Procuradoria-geral da república pede arquivamento de depoimento de vorcaro sobre ameaças

A Procuradoria-Geral da República (PGR) manifestou-se favorável, nesta quarta-feira (2), ao arquivamento do depoimento em que o ex-banqueiro Daniel Vorcaro relatou ter enfrentado “graves intimidações” durante as negociações para viabilizar um acordo de delação premiada.

O depoimento de Vorcaro, atualmente detido, foi colhido na semana passada por um magistrado auxiliar vinculado ao gabinete do ministro do Supremo Tribunal Federal (STF) André Mendonça, responsável pela relatoria do caso Master. A diligência ocorreu após um pedido formal apresentado pela defesa do ex-banqueiro.
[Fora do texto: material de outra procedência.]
PR #3271, opened 2025-08-28
feat(modules/registry): add helper functions to pull and tag images

alegrey91:
## What does this PR do?

This PR adds a couple of helper functions to interact with the registry module:
* `PullImage`
* `TagImage`

## Why is it important?

Currently, the registry module does not support these two simple operations.
I've found them useful to have in the library, since most tests that rely on `modules/registry` will probably need to use them.

PR #3275, opened 2025-09-05
feat(registry): add helper functions to pull and tag images

mdelapenya:
## What does this PR do?

This PR adds a couple of helper functions to interact with the registry module:
* `PullImage`
* `TagImage`

When pulling images, it will use the same architecture as the image used to run the registry, as it could be using and arm-based image. Important to notice that, when inspecting an image, the field `ImageManifestDescriptor` response field is only available with containerd integration enabled. This happens on recent installations of Docker Desktop. If that field is `nil`, the pulled image will use `linux` as OS and the host's architecture.

## Why is it important?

No documento enviado à Suprema Corte, o órgão ministerial apontou que Vorcaro deixou de apresentar elementos probatórios que pudessem comprovar as supostas ameaças relatadas por ele durante as conversas com autoridades.

O ex-banqueiro tem tentado retomar as tratativas para formalizar uma colaboração premiada, instrumento jurídico que já foi recusado em duas ocasiões distintas tanto pela Polícia Federal (PF) quanto pela própria Procuradoria-Geral da República (PGR).
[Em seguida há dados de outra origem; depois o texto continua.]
PR #131, opened 2017-06-23
Merge feature/abstractFormAndComponents_additionalServices into develop

egao12:
Merging to develop and then will make RC-1.12 off of it


modules/Components/src/client/ACASFormFields.coffee
```diff
@@ -345,7 +357,7 @@ class window.ACASFormLSThingInteractionFieldController extends ACASFormAbstractF
 		else
 			opts.thingType = @thingType
 			opts.thingKind = @thingKind
-		@thingSelectController = new ThingLabelComboBoxController opts
+		@thingSelectController = new ThingLabelComboBoxController opt
```
jmcneil86043: This looks like the 's' on opts is dropped by accident

PR #134, opened 2017-06-27
Feature/websockets configuration

mkeshaw005:


conf/config.properties.example
```diff
@@ -513,3 +513,8 @@ client.projectEditor.restrictedCheckbox.show=true
 client.projectEditor.isRestricted.default=false
 
 client.roles.crossProjectLoaderRole=ROLE_ACAS-CROSS-PROJECT-LOADER
+
+#Add user roles that represent groups allowed to fast user switch
+#client.moduleMenus.fastUserSwitchingRoles=[]
+client.moduleMenus.fastUserSwitchingRoles=[{"lsKind":"PROJ-00000001","lsType":"Project","roleName":"User"},{"lsKind":"PROJ-00000002","lsType":"Project","roleName":"User"}]
```
brianbolt: Seems like the default should be empty here.  Existing ACAS instances would pick this up as the default when upgrading.

modules/BuildUtilities/src/server/routes/RequiredClientScripts_template.js
```diff
@@ -25,7 +25,8 @@ exports.requiredScripts = [
 	'/lib/spin/js/spin.js',
 	'/lib/spin/js/jquery-spin.js',
 	'/lib/handsontable/dist/handsontable.full.js',
-	'/lib/select2-4.0.3/dist/js/select2.full.js'
+	'/lib/select2-4.0.3/dist/js/select2.full.js',
+    '/socket.io/socket.io.js'
```
brianbolt: an extra indent here

conf/config.properties.example
jmcneil86043: yes, I agree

A avaliação técnica conduzida pelos investigadores apontou que o colaborador não trouxe informações inéditas ou novos fatos em comparação com o material que já havia sido apreendido durante as fases anteriores da investigação, além de não ter assumido formalmente a prática dos crimes investigados.
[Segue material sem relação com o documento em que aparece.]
PR #138, opened 2017-06-29
Fixes #137

### LINKED ISSUE #137: provide option to system integration tests to only run nondestructive tests
he current system tests include tests that change the database. This will allow you to run a subset that are read-only

server.systemTest.runDestructive=false

jmcneil86043:
you must add "-nondestructive" to a test you want to run when 
server.systemTest.runDestructive=false

### DIFF
--- a/modules/SystemTest/spec/serviceTests/SystemTest.coffee
+++ b/modules/SystemTest/spec/serviceTests/SystemTest.coffee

Manifestação sobre o ministro Alexandre de Moraes

Em paralelo a essa movimentação, a Procuradoria-Geral da República defendeu, na terça-feira (1), a anulação do relatório elaborado pela Polícia Federal que veio a público após a localização de mensagens eletrônicas trocadas entre Daniel Vorcaro e o ministro Alexandre de Moraes.

Na petição protocolada junto ao Supremo Tribunal Federal, o procurador-geral da República, Paulo Gonet, argumentou que o ministro André Mendonça realizou uma apuração considerada irregular em relação a Moraes. Segundo o entendimento da PGR, a ilegalidade ocorreu no momento em que Mendonça determinou o aprofundamento das investigações no âmbito do caso Master com o objetivo de examinar detalhadamente o teor das conversas mantidas entre o magistrado e o ex-banqueiro.

Para o chefe da Procuradoria-Geral da República, qualquer aprofundamento investigativo dessa natureza exigiria, obrigatoriamente, a prévia autorização do plenário da Suprema Corte, e não uma decisão monocrática.

Todo o imbróglio jurídico e os desdobramentos do caso deverão ser submetidos à apreciação do plenário do Supremo Tribunal Federal. Até o momento, a Suprema Corte ainda não definiu uma data específica para que os ministros analisem e votem as questões apresentadas.